PR #2329, opened 2025-04-18
Move banner with info blurb to top of all pages

### LINKED ISSUE #2302: Modify NIH banner
- [ ] Move to the top of the page
- [ ] Add to all pages
- [ ] Remove the `i` logo since it doesn't provide a 'tooltip'
- [ ] Lighten the background color so that the text is easier to read

naglepuff:
Fix #2302 

This moves the previously implemented `FooterBanner` component to the main `App.vue` component, making it visible on all pages.

### DIFF
--- a/web/src/App.vue
+++ b/web/src/App.vue
@@ -5,6 +5,7 @@
   >
     <AppBar />
     <v-main v-if="connectedToServer">
+      <InfoBanner />
       <UserStatusBanner />
       <router-view />
       <DandiFooter />
@@ -47,6 +48,7 @@ import { useDandisetStore } from '@/stores/dandiset';
 import AppBar from '@/components/AppBar/AppBar.vue';
 import DandiFooter from '@/components/DandiFooter.vue';
 import UserStatusBanner from '@/components/UserStatusBanner.vue';
+import InfoBanner from '@/components/InfoBanner.vue';
 
 const store = useDandisetStore();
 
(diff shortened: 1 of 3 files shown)


web/src/App.vue
```diff
@@ -47,6 +48,7 @@ import { useDandisetStore } from '@/stores/dandiset';
 import AppBar from '@/components/AppBar/AppBar.vue';
 import DandiFooter from '@/components/DandiFooter.vue';
 import UserStatusBanner from '@/components/UserStatusBanner.vue';
+import FooterBanner from '@/components/InfoBanner.vue';
```
mvandenburgh, line 51:
```suggestion
import InfoBanner from '@/components/InfoBanner.vue';
```

web/src/components/InfoBanner.vue
```diff
@@ -1,7 +1,9 @@
 <template>
   <v-banner
     v-if="bannerText"
-    color="grey-darken-1"
+    bg-color="grey-lighten-6"
+    sticky
+    :style="{ top: '64px' }"
```
mvandenburgh, line 6: Is this inline style needed? The banner stays the same when I remove it locally.
```suggestion
```

naglepuff: does it not scroll behind the app bar for you?

web/src/App.vue
naglepuff: Whoops! Should be fixed now.

web/src/components/InfoBanner.vue
mvandenburgh: oh, i didn't try scrolling - good catch :slightly_smiling_face:

mvandenburgh (approved):

PR #257, opened 2020-03-03
[TMP] live update to fix _stats

caseylitton:


hitz (changes requested):
just move stats definition out of the if (), I think this will be OK.

caseylitton:
way old

PR #264, opened 2020-03-26
SNO-143 switch update readmes

caseylitton:


README.md
```diff
@@ -1,10 +1,10 @@
 SnoVault JSON-LD Database Framework
 ===================================
 
-## System Installation (OSX Catlina 10.15.2)
-    The instructions below are not guaranteed to work.  See the dependency's website for
-    furthur instruction.  We will try to keep this updated as OSX, Xcode, and brew update.  These
-    instructions were also tested on Mojave 10.14.6.
+## System Installation (OSX Catlina~10.15.2, Mojave~10.14.6)
+    We will try to keep this updated as OSX, Xcode, and brew update.  Howere, The steps below are
```
hitz, line 5: However spelled wrong.

hitz (changes requested):

README.md
```diff
@@ -1,10 +1,10 @@
 SnoVault JSON-LD Database Framework
 ===================================
 
-## System Installation (OSX Catlina 10.15.2)
-    The instructions below are not guaranteed to work.  See the dependency's website for
-    furthur instruction.  We will try to keep this updated as OSX, Xcode, and brew update.  These
-    instructions were also tested on Mojave 10.14.6.
+## System Installation (OSX Catlina~10.15.2, Mojave~10.14.6)
```
zoldello, line 4: It is fine if you want to word it this way. But technically, these steps are guaranteed to work for the OS/packages version listed and not guaranteed for anything outside this scope.

src/snovault/elasticsearch/indexer.py
```diff
@@ -366,7 +366,7 @@ def check_log_indexing_times(self, update_infos):
             with open(self.indexer_initial_log_path, 'w', encoding='utf-8') as file_handler:
                 for update_info in update_infos:
                     str_update_info = json.dumps(update_info, ensure_ascii=False)
-                    file_handler.write(str_update_info)
+                    file_handler.write(str_update_info + '\n')
```
zoldello, line 369: Since we are on Python 3.6+, in the future, you can you f-string (https://www.geeksforgeeks.org/formatted-string-literals-f-strings-python/)

setup.py
```diff
@@ -3,7 +3,7 @@
 from setuptools import setup, find_packages
 
 here = os.path.abspath(os.path.dirname(__file__))
-README = open(os.path.join(here, 'README.rst')).read()
+README = open(os.path.join(here, 'README.md')).read()
```
zoldello, line 6: Any reason for going tom .rst to md. I thought rst is common with python projects.

zoldello (approved):
My comments are general observations and a question. They can be deemed irrelevant as you see fit.

README.md
caseylitton: The lag between Us updating our README to match a dependency will always be greater than the Dependency updating it's readme.

src/snovault/elasticsearch/indexer.py
caseylitton: oh yea, I forgot about this.  We should start moving toward using that in new code.

setup.py
caseylitton: encoded was md, so I made this follow suite.

hitz (approved):

PR #266, opened 2020-03-27
SNO-150-fix-antlr-version

keenangraham:


keenangraham:
> Commit msg should have been 'SNO-150-fix-antlr-version'. not sure if this still messes up the merge message.

Disagree and not going to follow this practice. Whoever squash merges should copy and paste the branch name in if it's not correct. We are removing helpful information for the reviewer otherwise.

PR #272, opened 2020-05-27
SNO-154-fix-magic-json-bug

caseylitton:


keenangraham (approved):
Would be nice to test good and bad JSON in attachment tests: https://github.com/ENCODE-DCC/snovault/blob/dev/src/snovault/tests/test_attachment.py

caseylitton:
> Would be nice to test good and bad JSON in attachment tests: https://github.com/ENCODE-DCC/snovault/blob/dev/src/snovault/tests/test_attachment.py

Yes, Good idea.

keenangraham (approved):

PR #275, opened 2020-06-17
SNO-157-make-facets-collapsable

zoldello:


src/snovault/elasticsearch/searches/interfaces.py
```diff
@@ -55,6 +55,7 @@
 NOT_FLAG = '!'
 NOTIFICATION = 'notification'
 OBJECT_FRAME = 'object'
+OPEN_ON_LOAD = 'openOnLoad'
```
forresttanaka: Should this be `open_on_load` instead of `openOnLoad`? Some companies’ JSON does use camel case (Google I believe) and some use snake. But I think this would be the first JSON key in encoded that uses camel case.

forresttanaka (changes requested):
I don’t know if you’ve talked about the camel case vs snake case with others and agreed on camel case. So let me know if you wanted to stick with camel case. The other thing, more on the encoded side, is I usually see boolean `true` and `false` instead of the string “True” in schemas, like the `uniqueItems` property. Should that be the case here too?

forresttanaka (approved):

src/snovault/elasticsearch/searches/mixins.py
```diff
@@ -109,7 +113,8 @@ def _format_aggregation(self, facet_name):
             TERMS: self._get_aggregation_bucket(facet_name),
             TOTAL: self._get_aggregation_total(facet_name),
             TYPE_KEY: self._get_facet_type(facet_name),
-            APPENDED: JS_FALSE
+            APPENDED: JS_FALSE,
+            OPEN_ON_LOAD: self._get_facet_open_on_load(facet_name),
```
keenangraham, line 117: Should also update tests for `_format_aggregation` and `_format_aggregations`: 
https://github.com/ENCODE-DCC/snovault/blob/84c439a24587354903fff5977025795198ce1112/src/snovault/tests/test_searches_mixins.py#L1559
https://github.com/ENCODE-DCC/snovault/blob/84c439a24587354903fff5977025795198ce1112/src/snovault/tests/test_searches_mixins.py#L1592

I think you can do this by adding a `open_on_load: true/false` to the facet fixture: https://github.com/ENCODE-DCC/snovault/blob/84c439a24587354903fff5977025795198ce1112/src/snovault/tests/test_searches_mixins.py#L5

And then asserting that expected['open_on_load'] == actual['open_on_load'] in the tests.

src/snovault/elasticsearch/searches/mixins.py
```diff
@@ -56,6 +57,9 @@ def _get_facet_title(self, facet_name):
     def _get_facet_type(self, facet_name):
         return self._get_facets().get(facet_name, {}).get(TYPE_KEY, TERMS)
 
+    def _get_facet_open_on_load(self, facet_name):
```
keenangraham, line 60: This looks okay but need to add test for `_get_facet_open_on_load` in `snovault/tests/test_searches_mixins.py`. 

Should be called`test_searches_mixins_aggs_to_facets_mixin_get_facet_open_on_load`.

Can see `test_searches_mixins_aggs_to_facets_mixin_get_facet_type` for example of how to mock response from `_get_facets`: https://github.com/ENCODE-DCC/snovault/blob/84c439a24587354903fff5977025795198ce1112/src/snovault/tests/test_searches_mixins.py#L1458

keenangraham (changes requested):

keenangraham (approved):
Looks good. Thanks for adding tests.

keenangraham (approved):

----------

> [Assignment]:
In the material above, find every line with the word "requested" and show it.

> [Answer to the exercise]:
hitz (changes requested):
hitz (changes requested):
forresttanaka (changes requested):
keenangraham (changes requested):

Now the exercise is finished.